PR #2351, opened 2026-08-16
fix(training): refuse a dataset format version lerobot cannot read at validate() time

cagataycali:
## Problem

Every LeRobotDataset declares the format version it was written in as `codebase_version` in `meta/info.json`. lerobot compares it against its own `CODEBASE_VERSION` and refuses a dataset whose **major** is older (an older *minor* loads with a warning). `LerobotTrainer.validate()` never looked at it, so an outdated local root reported as launchable and failed at load time instead — and the failure it produced is a poor place to learn this:

| local root declares | what the caller is told |
| --- | --- |
| `v2.1` | `BackwardCompatibilityError` whose remedy is `python -m lerobot.scripts.convert_dataset_v21_to_v30 --repo-id=local` — and `local` is `_dataset_source`'s placeholder for *not a Hub dataset*, not a repo anyone can convert |
| anything else older (`v2.0`, `v1.6`, ...) | `NotImplementedError: Contact the maintainer on [Discord](...)` — raised from inside `BackwardCompatibilityError.__init__`, naming neither the dataset, nor the version, nor the problem |

Measured on lerobot 0.6.2, driving the shipped API (`validate()` returned `[]` in every case):

```
codebase_version='v2.1' -> train() error: lerobot train raised BackwardCompatibilityError: ... --repo-id=local
codebase_version='v2.0' -> train() error: lerobot train raised NotImplementedError: Contact the maintainer on [Discord](...)
codebase_version='v1.6' -> train() error: lerobot train raised NotImplementedError: Contact the maintainer on [Discord](...)
```

## Change

The version sits in the same `meta/info.json` this trainer already reads for the episode count (`_dataset_total_episodes`) and the quantile stats (`_quantile_stats_problems`), so the mismatch is decidable **offline** — no network, no download. `_dataset_codebase_version_problems()` reports it at spec-validation time, naming the root, both versions, and a remedy that exists:

```
dataset_root '/data/old_dataset' declares codebase_version 'v2.1' in meta/info.json, which
lerobot 0.6.2 cannot read (it loads 'v3.0' and refuses an older major). Convert it with
lerobot's own converter: python -m lerobot.scripts.convert_dataset_v21_to_v30 --repo-id=<your-dataset-repo-id>
```

lerobot ships exactly one conversion (`v2.1` -> `v3.0`), so an older root is told that plainly rather than handed a command that would fail. The repo id is substituted with the same `<your-dataset-repo-id>` placeholder `_quantile_stats_problems` already uses, so the advice never passes the `local` sentinel to a converter.

This mirrors `_quantile_stats_problems`, whose docstring states the same job for the dataset's stats: lift a train-time dataset-metadata failure "to spec-validation time with an actionable message naming lerobot's remedy". It is deliberately as conservative as that sibling:

- only a **definite** mismatch is flagged — a local `meta/info.json` declaring an older major;
- a Hub dataset with no materialized local cache is left unflagged. `validate()` does not reach the network (the reward-model path says so to users: *"the spec itself is fine - validate() cannot reach the network to see this"*), so Hub-side metadata stays lerobot's to verify at load time;
- an unparseable version on either side fails **open**, the same posture as `_huggingface_hub_version_error`;
- only the major is compared, because an older minor loads.

It is wired into `validate()` rather than `_validate_policy` because policy and reward-model runs load the same dataset, so an unreadable format version refuses either one. The lerobot-side constant is read from `lerobot.datasets.dataset_metadata` — the module whose `_load_metadata` enforces it — with a documented static fallback so the offline verdict still works when lerobot is absent.

## Tests

`tests/training/test_dataset_codebase_version_preflight.py`, 16 tests. On `upstream/main`: **9 failed / 7 passed**; with the change: **16 passed**.

The 5 behaviour failures pre-fix are the headline (each reports `got []`):

```
test_a_v21_root_is_refused_and_pointed_at_lerobots_converter          AssertionError: ... got []
test_an_older_root_is_refused_without_claiming_a_converter_for_it[v2.0] AssertionError: ... got []
test_an_older_root_is_refused_without_claiming_a_converter_for_it[v1.6] AssertionError: ... got []
test_the_remedy_never_passes_the_local_sentinel_as_a_repo_id          AssertionError: []
test_a_reward_model_run_is_gated_too                                  AssertionError: reward-model runs load the same dataset
```

The **7 tests that pass on both trees** are the no-overreach controls, and they are the point: a current or newer root (`v3.0`, `v3.1`, `v4.0`) is clean, an absent/unparseable/empty version fails open, and a Hub spec with no local cache is not flagged. One test also pins the characterization of lerobot this change depends on — that `BackwardCompatibilityError` builds a message for exactly `2.1` and raises `NotImplementedError` for every other older major — so the branch cannot drift from the library it describes.

## Artifact

The same script and the same spec run against `upstream/main` and against this change; only the tree on `PYTHONPATH` differs. The `v2.0` "before" panel is the sparsest because it is the one where the caller is told nothing at all.

validate-time refusal of an unreadable dataset format version

## Verification

- `ruff check` / `ruff format --check` / `mypy` over `strands_robots tests tests_integ`: clean (18 pre-existing errors, unchanged).
- Full `tests/` on this branch vs `upstream/main`: identical failing-id sets, `comm` empty both ways.
- Docs: `docs/training/overview.md` gains a "Dataset format version" section beside the quantile-stats preflight it mirrors, and `validate()`'s own docstring inventory now lists the check.

### DIFF
--- a/changelog.d/2351-dataset-codebase-version-preflight.md
+++ b/changelog.d/2351-dataset-codebase-version-preflight.md
@@ -1,0 +1,15 @@
+### Fixed
+
+`LerobotTrainer.validate()` now refuses a local dataset root whose declared
+`codebase_version` has an older major than the installed lerobot's
+`CODEBASE_VERSION`, instead of reporting the spec as launchable and letting the
+dataset load fail. The refusal names the root, both versions, and a remedy that
+exists: lerobot's `convert_dataset_v21_to_v30` for a v2.1 root, and an explicit
+"no converter" for an older one. Previously a v2.1 root reached
+`BackwardCompatibilityError` whose command named lerobot's `local` sentinel
+rather than a convertible repo, and every other older major reached a bare
+`NotImplementedError: Contact the maintainer on [Discord](...)` that named
+neither the dataset nor the version. The version is read from the same
+`meta/info.json` the trainer already reads, so the check stays offline: a Hub
+dataset with no local cache is left unflagged, and an unparseable version fails
+open.
--- a/docs/training/overview.md
+++ b/docs/training/overview.md
@@ -283,6 +283,38 @@ computes them by default), so they train `molmoact2` / `pi05` with no manual
 stats surgery. The check is conservative: a Hub dataset with no local cache is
···
EXERCISE - In the entries above, find the line with "the installed lerobot's" and the line with "whose command named", then restate word for word both of them and every line between, with nothing more.

RESPONSE -
+`codebase_version` has an older major than the installed lerobot's
+`CODEBASE_VERSION`, instead of reporting the spec as launchable and letting the
+dataset load fail. The refusal names the root, both versions, and a remedy that
+exists: lerobot's `convert_dataset_v21_to_v30` for a v2.1 root, and an explicit
+"no converter" for an older one. Previously a v2.1 root reached
+`BackwardCompatibilityError` whose command named lerobot's `local` sentinel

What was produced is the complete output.